If your data generating process is autocorrelated, then estimates of standard deviation will be wrong. This is because autocorrelated processes tend to produce more extreme values than normally distributed processes. In such a process, new values depend on previous values, so series that are already far from the mean are likely to stay far from the mean. $$X_t = \theta X_{t-1} + \epsilon$$ $$\epsilon \sim \mathcal{N}(0,1)$$
def generate_autocorrelated_data(theta, mu, sigma, N):
# Initialize the array
X = np.zeros((N, 1))
for t in range(1, N):
# X_t = theta * X_{t-1} + epsilon
X[t] = theta * X[t-1] + np.random.normal(mu, sigma)
return X
X = generate_autocorrelated_data(0.5, 0, 1, 100)
plt.plot(X)
plt.xlabel('t')
plt.ylabel('X[t]')
plt.show()
Now, we need to know the true population of this series.
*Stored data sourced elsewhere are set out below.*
PR #4721, opened 2023-07-18
[Merged by Bors] - Verify self-generated POST proofs to catch errors early

poszu:
## Motivation
Currently, if a node generated invalid POST proof (possibly because it has invalid POST data), it will learn it after Poet round ended (2 weeks) - upon publishing the ATX. It's suboptimal, we can check the proof right after it was created to give the operator more time to react.

## Changes
Verify the generated POST proofs immediately after they are created.

## Test Plan
- UT
- system test
- [x] manual test joining the mainnet

### DIFF
--- a/activation/activation.go
+++ b/activation/activation.go
@@ -13,7 +13,6 @@ import (
 
 	"github.com/spacemeshos/post/proving"
 	"github.com/spacemeshos/post/shared"
-	"github.com/spacemeshos/post/verifying"
 	"go.uber.org/atomic"
 	"golang.org/x/sync/errgroup"
 
@@ -75,6 +74,7 @@ type Builder struct {
 	nipostBuilder     nipostBuilder
 	postSetupProvider postSetupProvider
 	initialPost       *types.Post
+	validator         nipostValidator
 
 	// smeshingMutex protects `StartSmeshing` and `StopSmeshing` from concurrent access
 	smeshingMutex sync.Mutex
@@ -123,6 +123,12 @@ func WithContext(ctx context.Context) BuilderOption {
 func WithPoetConfig(c PoetConfig) BuilderOption {
 	return func(b *Builder) {
 		b.poetCfg = c
+	}
+}
+
+func WithValidator(v nipostValidator) BuilderOption {
+	return func(b *Builder) {
+		b.validator = v
 	}
 }
 
@@ -264,7 +270,11 @@ func (b *Builder) run(ctx context.Context) {
 
 	if post != nil {
 		b.log.With().Info("initial post created", log.Object("post", post), log.Object("metadata", metadata))
-		if err := b.postSetupProvider.VerifyProof(ctx, post, metadata, verifying.WithPowCreator(b.nodeID.Bytes())); err != nil {
+		commitmentAtxId, err := b.postSetupProvider.CommitmentAtx()
+		if err != nil {
+			b.log.With().Panic("failed to fetch commitment ATX ID.", log.Err(err))
+		}
+		if err := b.validator.Post(ctx, types.EpochID(0), b.nodeID, commitmentAtxId, post, metadata, b.postSetupProvider.LastOpts().NumUnits); err != nil {
 			events.EmitInvalidPostProof()
 			b.log.With().Fatal("initial POST proof is invalid. Probably initialized POST data is corrupted. Please verify the data with postcli and regenerate the corrupted files.", log.Err(err))
 		}
--- a/activation/activation.go
+++ b/activation/activation.go
@@ -13,6 +13,7 @@ import (
 
 	"github.com/spacemeshos/post/proving"
 	"github.com/spacemeshos/post/shared"
+	"github.com/spacemeshos/post/verifying"
 	"go.uber.org/atomic"
 	"golang.org/x/sync/errgroup"
 
@@ -211,6 +212,7 @@ func (b *Builder) StartSmeshing(coinbase types.Address, opts PostSetupOpts) erro
 			return nil
 		case err != nil:
 			b.log.Panic("initialization failed: %v", err)
+			return err
 		}
 
 		b.run(ctx)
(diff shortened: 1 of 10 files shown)


activation/activation.go
```diff
@@ -211,6 +212,7 @@ func (b *Builder) StartSmeshing(coinbase types.Address, opts PostSetupOpts) erro
 			return nil
 		case err != nil:
 			b.log.Panic("initialization failed: %v", err)
+			return err
```
poszu, line 221: Note: this is only needed to pass the unit test that mocks `log.Panic`... (and doesn't actually panic, allowing the code to proceed)

activation/post.go
```diff
@@ -489,6 +491,34 @@ func (mgr *PostSetupManager) GenerateProof(ctx context.Context, challenge []byte
 	return p, m, nil
 }
 
+func (mgr *PostSetupManager) VerifyProof(ctx context.Context, proof *types.Post, metadata *types.PostMetadata, options ...verifying.OptionFunc) error {
```
countvonzero: what's the rationale not reusing the existing code path in `Validator.Post()`?

poszu: It was unergonomic (would need to query `postSetupProvider` anyway to obtain data) and would require more changes (`postSetupProvider` is already available in both `atxBuilder` and `nipostBuilder`). I figured that as the `PostSetupManager` already provides `func GenerateProof()` it could also provide `func VerifyProof()`.

countvonzero: but if codepath diverge, the benefit is lost. miners still only found out proof is invalid after poet round end.
would it be cleaner to pass the validator to atx builder in node.go?

activation/activation.go
```diff
@@ -254,11 +256,21 @@ func (b *Builder) SmesherID() types.NodeID {
...
 	}
 
+	if post != nil {
+		b.log.With().Info("initial post created", log.Object("post", post), log.Object("metadata", metadata))
+		if err := b.postSetupProvider.VerifyProof(ctx, post, metadata, verifying.WithPowCreator(b.nodeID.Bytes())); err != nil {
+			events.EmitInvalidPostProof()
+			b.log.With().Fatal("initial POST proof is invalid. Probably initialized POST data is corrupted. Please verify the data with postcli and regenerate the corrupted files.", log.Err(err))
+		}
+		b.initialPost = post
+	}
```
fasmat: Imo this should be part of `generateInitialPost` and it shouldn't return `post` and `metadata`

activation/activation_test.go
```diff
@@ -1104,21 +1113,36 @@ func TestBuilder_InitialProofGeneratedOnce(t *testing.T) {
...
-	tab.mpost.EXPECT().GenerateProof(gomock.Any(), shared.ZeroChallenge, gomock.Any()).Return(&types.Post{}, &types.PostMetadata{}, nil)
-	require.NoError(t, tab.generateInitialPost(context.Background()))
+	tab.mpost.EXPECT().Config().AnyTimes().Return(PostConfig{})
+	tab.mpost.EXPECT().GenerateProof(gomock.Any(), shared.ZeroChallenge, gomock.Any()).Return(&types.Post{}, &types.PostMetadata{
+		Challenge: shared.ZeroChallenge,
+	}, nil)
+	p, m, err := tab.generateInitialPost(context.Background())
+	require.NoError(t, err)
+	require.NotNil(t, p)
+	require.NotNil(t, m)
```
fasmat: All these assertions for post and metadata being `nil` or not `nil` aren't needed to verify that `generateInitialPost` behaves as expected in my opinion. The fact that `tab.mpost.GenerateProof()` wasn't called on the second call to `generateInitialPost` is already enough to proof that no additional proof was generated, i.e. `tab.initialPost` didn't change

activation/post.go
fasmat: I agree with @countvonzero there shouldn't be two code paths to verify a Post Proof

activation/activation.go
poszu: IMO not. Separating logic results in cleaner code as there are code paths in `generateInitialPost ` that return early.

fasmat: There are 2 ways `generateInitialPost` returns with `post != nil`. Once on line 310 (where I think this logging belongs) and once on line 289, where this logging is misleading:

In this case no post was created, an existing post was loaded from disk instead. This also arguably doesn't need to be verified again, because it already was before it was saved to disk. Corruption or alteration on disk is prevented by having a checksum in place that would already detect this. Imo there is no need to verify the data again and the logging is misleading.

poszu: >This also arguably doesn't need to be verified again

It needs to be ATM because the initial post had NOT been verified before saving to the disk (there are users with initial post created already). In the future, we can remove re-verifying it.

activation/post.go
poszu: Changed to use the `nipostValidator` interface.

activation/activation.go
```diff
@@ -254,11 +262,25 @@ func (b *Builder) SmesherID() types.NodeID {
...
+		b.log.With().Info("initial post created", log.Object("post", post), log.Object("metadata", metadata))
+		commitmentAtxId, err := b.postSetupProvider.CommitmentAtx()
+		if err != nil {
+			b.log.With().Panic("failed to fetch commitment ATX ID.", log.Err(err))
+		}
+		if err := b.validator.Post(ctx, types.EpochID(0), b.nodeID, commitmentAtxId, post, metadata, b.postSetupProvider.LastOpts().NumUnits); err != nil {
+			events.EmitInvalidPostProof()
+			b.log.With().Fatal("initial POST proof is invalid. Probably initialized POST data is corrupted. Please verify the data with postcli and regenerate the corrupted files.", log.Err(err))
+		}
+		b.initialPost = post
```
fasmat: How about making this a method:

```go
func (b *Builder) verifyPost(post *types.Post, metadata *types.PostMetadata) error {
	commitmentAtxId, err := b.postSetupProvider.CommitmentAtx()
	if err != nil {
		b.log.With().Panic("failed to fetch commitment ATX ID.", log.Err(err))
	}
	if err := b.validator.Post(ctx, types.EpochID(0), b.nodeID, commitmentAtxId, post, metadata, b.postSetupProvider.LastOpts().NumUnits); err != nil {
		events.EmitInvalidPostProof()
		b.log.With().Fatal("initial POST proof is invalid. Probably initialized POST data is corrupted. Please verify the data with postcli and regenerate the corrupted files.", log.Err(err))
		return err
	}
	b.initialPost = post
	return nil
}
```

and call this method on line 298:

```go
	if post, err := loadPost(b.nipostBuilder.DataDir()); err == nil {
		return b.verifyPost(post, &types.PostMetadata{
			Challenge:     shared.ZeroChallenge,
			LabelsPerUnit: b.postSetupProvider.Config().LabelsPerUnit,
		})
	}
```

and on line 320
```go
	return b.verifyPost(post, metadata)
```

then `generateInitialPost` only needs to return an error. Additionally I would log inside `generateProof` if the proof was successfully verified (or loaded from disk).

activation/activation.go
countvonzero: > It needs to be ATM because the initial post had NOT been verified before saving to the disk

nice upgrade path!
can you please file an issue to drop re-verifying the initial post?

countvonzero (approved):

fasmat (approved):
❤️  LGTM

poszu:
bors merge

activation/activation.go
poszu: Created the issue: https://github.com/spacemeshos/go-spacemesh/issues/4722

PR #4723, opened 2023-07-18
[Merged by Bors] - public metrics

dshulyak:
subset of metrics to record:
- connections
- version
- init size started / completed
- post proof time

they will be recorded with 5 first characters from p2p public key, we probably don't want to gather information about smesher key.

example config:
```json
{
    "main": {
        "metrics-push": "https://public-metrics-gateway.spacemesh.dev/",
        "metrics-push-period": "1s",
        "metrics-push-user": "XXX",
        "metrics-push-pass": "XXXXXX",
        "metrics-push-header": {
            "X-Scope-OrgId": "XXXXXXX"
        }
    }
}
```

### DIFF
--- a/node/node.go
+++ b/node/node.go
@@ -54,6 +54,7 @@ import (
 	"github.com/spacemeshos/go-spacemesh/malfeasance"
 	"github.com/spacemeshos/go-spacemesh/mesh"
 	"github.com/spacemeshos/go-spacemesh/metrics"
+	"github.com/spacemeshos/go-spacemesh/metrics/public"
 	"github.com/spacemeshos/go-spacemesh/miner"
 	"github.com/spacemeshos/go-spacemesh/node/mapstructureutil"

For larger sample sizes, the sample mean should still asymptotically converge to zero. This is because the process is still centered around zero, but let's check if that's true. We'll vary the number of samples draw, and look for convergence as we increase sample size.
sample_means = np.zeros(200-1)
for i in range(1, 200):
X = generate_autocorrelated_data(0.5, 0, 1, i * 10)
sample_means[i-1] = np.mean(X)
plt.bar(range(1, 200), sample_means);
plt.xlabel('Sample Size')
plt.ylabel('Sample Mean')
plt.show()
Definitely looks like there's some convergence, we can also check what the mean of the sample means is.
np.mean(sample_means)
-0.0027245570485071994
Pretty close to zero. We could also derive symbolically that the mean is zero, but let's assume that we've convinced ourselves that the true population mean is 0. Now that we know the population mean, we can check the calibration of confidence intervals. Let's first compute an interval using our earlier process and then check whether the interval actually contains the true mean, 0.
def compute_unadjusted_interval(X):
T = len(X)
# Compute mu and sigma MLE
mu = np.mean(X)
sigma = np.std(X)
SE = sigma / np.sqrt(T)
# Compute the bounds
return stats.norm.interval(0.95, loc=mu, scale=SE)
# We'll make a function that returns true when the computed bounds contain 0
def check_unadjusted_coverage(X):
l, u = compute_unadjusted_interval(X)
# Check to make sure l <= 0 <= u
if l <= 0 and u >= 0:
return True
else:
return False
Now we'll run many trials, in each we'll sample some data, compute a confidence interval, and then check if the confidence interval contains the population mean. Over many runs, we should expect to see 95% of the trials succeed if the intervals are computed correctly.
T = 100
trials = 500
times_correct = 0
for i in range(trials):
X = generate_autocorrelated_data(0.5, 0, 1, T)
if check_unadjusted_coverage(X):
times_correct += 1
print 'Empirical Coverage: ', times_correct/float(trials)
print 'Expected Coverage: ', 0.95
Empirical Coverage: 0.764 Expected Coverage: 0.95
Clearly the coverage is wrong. In this case we'd need to do what's known as a Newey-West correction on our standard error estimate to account for the autocorrelation.
In practice it's important to check for the assumptions you make. It is quick and easy to check if your data are stationary (which implies not autocorrelated), and it can save you a lot of pain and suffering to do so. A normality test such as Jarque Bera
will also be a good idea, as it may detect certain distribution properties which may violate assumptions of many following statistical analyses.